Registration Specialist

SchuylkillEaston, PA
Onsite

About The Position

Lehigh Valley Health Network (LVHN) is a nationally recognized, forward-thinking health network offering opportunities for growth and advancement. LVHN has been ranked among the "Best Hospitals" by U.S. News & World Report for 23 consecutive years and is a Magnet™ Hospital, recognized for nursing excellence. Several LVHN hospitals have received 'A' grades from The Leapfrog Group for patient safety. LVHN is committed to teamwork, compassion, and technology to deliver excellent health care. This position coordinates all aspects of patient registration, insurance verification, and scheduling. The Registration Specialist conducts patient interviews via phone and in-person to gather demographic, insurance, and clinical information for accurate account establishment, optimal financial clearance, and appropriate patient scheduling.
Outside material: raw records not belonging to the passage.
PR #2415, opened 2024-09-08
api: add latest changes in api

mgold1234:
this commit adds the latest changes in api schema


mgold1234:
need to fix some tests before merging

regexowl:
There are build errors that will need to be addressed as well after the API update.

The role also involves educating patients on financial responsibilities and collecting out-of-pocket fees.

Requirements

  • High School Diploma/GED
  • 1 year Customer service experience
  • 1 year Healthcare environment experience (e.g., hospital and/or physician office)
  • Computer and typing proficiency
  • Ability to interact with a diverse customer base, including those seeking emergency services or treatment due to an accident or illness
  • Must successfully pass the required training in two attempts or less.

Nice To Haves

  • Associate’s Degree in Health care or related field
  • 2 years registration/insurance verification in a health care setting
  • Knowledge of medical terminology
  • Bi-lingual - Spanish/English

Responsibilities

  • Interviews patients using open-ended questions to obtain pertinent demographic, insurance (referral/authorization), and other information.
  • Engages patients throughout the registration process to create a welcoming and positive patient experience, whether in person or via phone.
  • Ensures referring providers' orders are complete and match the appointment scheduled.
  • Obtains a new order prior to test/treatment if the order is incomplete or inaccurate.
  • Scans insurance cards, scripts, patient identification, and all pertinent documentation, including regulatory forms, accurately.
  • Secures signatures to ensure timely reimbursement, including consents specific to the service(s) being rendered.
  • Determines and collects patient financial liability and creates estimates, if applicable.
  • Refers patients to financial resources as needed for assistance with financial counseling.
  • Reviews the daily schedule and identifies potential scheduling conflicts affecting department flow, conferring with colleagues and providers for resolution.
  • Maintains compliance with registration accuracy.